Major Adoption-Related Events

  • 09-04-29 Part One Sponsorship Application Completed and Sent
  • 08-11-04 Dossier in Ethiopia -- the wait begins
  • 08-10-24 Dossier on its way to Ethiopia
  • 08-10-23 Dossier back to Imagine
  • 08-10-17 Dossier to Ottawa
  • 08-10-07 Dossier (finally complete) at Imagine
  • 08-09-10 Dossier (most) Sent to Imagine
  • 08-09-04 Provincial Approval Received
  • 08-07-08 Completed Dossier Sent to Province for Approval
  • 08-06-26 HAR Signed and sent back to ABC
  • 08-05-16 HAR Started
  • 08-04-22 Int'l Adoption Self-Study Course Completed
  • 08-04-07 Application sent to ABC
  • 08-02-19 Initial Application faxed to Imagine
  • 08-02-16 References Requested from Friends

Wednesday, April 29, 2009

Finally Getting my Crap Together

So I have finally FINALLY got my shtuff together and have sent off the part one of my sponsorship application. "Why," you might ask, "has it taken you nearly six months to do it?" Well, there are a couple of reasons. First of all, I'm a bit of a shmuck when it comes to completing paperwork, which is why it took so long in the first place to get my dossier sent off. Secondly, I'm a little hopeless that my referral will in fact come anytime in the next several months. I'm thinking to myself that with the growing wait times, it'll be a holy miracle if I get it before Christmas this year. That'd put me at 13.5 months, which seems a little hopeful given the trends we've seen in the last several months. I am 32ish though on the Yahoo! group list of Waiting for Referrals under 18 months. So that's something. Of course, I know it is only a fraction of the waiters being represented there, and it seems every once in a while, a new one pops up ahead of me in line. Such is life. I'm trying not to be Debbie Downer and focus solely on this, and adopt the mantra, "It'll happen when it happens," but I'm discouraged of course. How can anyone not be when the timeline given at the start are so SO SOOOOO far from where they are now. Seriously.
Anyway. On an aside, I'm working my tail off to get my trailer ready for sale by next week. So I'm busy doing all the things that would have made my house exactly as I'd've love, and wondering why people seem to wait until they are on their way out before doing those sorts of things. Oh well. It's getting done, and there is a solid sense of satisfaction in working hard.

Monday, April 27, 2009

Jonah's Understanding of Numerical Units (revised)
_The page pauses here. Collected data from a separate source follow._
PR #6807, opened 2025-08-21
fix(core): ensure correct runtime value of `decimal` and `float` properties

### LINKED ISSUE #6806: Decimals are returned as numbers instead of strings
### Describe the bug

Columns with `DECIMAL` type are returned as `number` when they should be returned as `string`.

I've originally thought that this might be entity generator error, as it returns `type: 'decimal'` instead of `type: DecimalType`, but after manually changing it to use `DecimalType` (even explicitly specifying to use the `'string'` mode) it still returns `number`s instead of `string`s.

Note that the reproduction is based on SQLite, but I've first encountered the issue while using mssql driver.

### Reproduction

Repro: https://github.com/patrykbojczuk/decimal-as-number

@mikro-orm/mssql

### MikroORM version

6.4.17-dev.88

### Node.js version

v20.15.0, typescript@5.9.2

### Operating system

macOS

### Validations

patrykbojczuk:
This simple PR makes sure the value returned from the `convertToJSValue` is always `string` if not explicitly set to return `number`.

This is a workaround for #6806, because some drivers, e.g. [tediousjs/tedious](https://github.com/tediousjs/tedious) serialize `DECIMAL`s and `FLOAT`s to `number` instead of `string`.

Closes #6806

### DIFF
--- a/tests/issues/GH6806.test.ts
+++ b/tests/issues/GH6806.test.ts
@@ -27,7 +27,6 @@ beforeAll(async () => {
   orm = await MikroORM.init({
     dbName: ':memory:',
     entities: [Amount],
-    debug: ['query', 'query-params'],
   });
   await orm.schema.refreshDatabase();
 });


tests/issues/GH6806.test.ts
```diff
@@ -0,0 +1,43 @@
...
+  Property,
+} from '@mikro-orm/sqlite';
+
+@Entity()
+class Amount {
+
+  @PrimaryKey()
+  id!: number;
+
+  @Property({ type: new DecimalType('string'), precision: 5, scale: 2 })
```
B4nan: lets add a test for the `DoubleType` too

(i'd just add another property to this test, no need for a separate one)

B4nan:
> (i'd just add another property to this test, no need for a separate one)

i was too late with my edit 🙃 lets just add another property, no need for two tests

So apparently I deleted the beginning of this post, somewhere along the way. Here it is:

So I've found lately that Jonah is using many measurement related terms, though it is clear that he does not fully understand them.

A few weeks ago, Jonah wanted to go play in the yard and so I dressed him all up and sent him out, and a few inutes later he was knocking on the door to come back in.
M: What's up buddy?
J: I want to come inside.
M: How come?
J: It's too cold outside.
M: No it's not, Jonah! (it was maybe 7 degrees outside, and he was well dressed)
J: (exasperated) Mam! It's like ten miles out there!
So cute.

And then yesterday:
J: Is Christmas soon?
M: No, not for a long time Jonah.
J: How long?
M: Umm, like two hundred sleeps.
J: (resigned) Ugh. That’s like ten minutes!

Oh, the last one, which is not so much about measuring as it is about straight counting, happened yesterday at the library. Jonah saw on the librarian’s desk, a jar full of candy for one of those “guess the number of candies and win them all” contests.
J: Mam, can I have one of those candies?
M: No. You have to guess how many there are and then the person who guesses right gets them all.
J: Can I guess?
M: You can try.
And so he proceeds to count to 20, which is as high as he can go. And then he stops, seeing that there are still many more.
J: Oh wait. I need to start again.
And he does, but stops again at twenty.
J: Huh. I don’t want to count anymore.
I’m a little sad for him that he felt embarrassed that he couldn’t count, because that’s what it was. The librarian and a bystander were both watching, so he was trying to save face. Seeing him experience embarrassment is new. Usually I’m embarrassed by him (or just as often by myself).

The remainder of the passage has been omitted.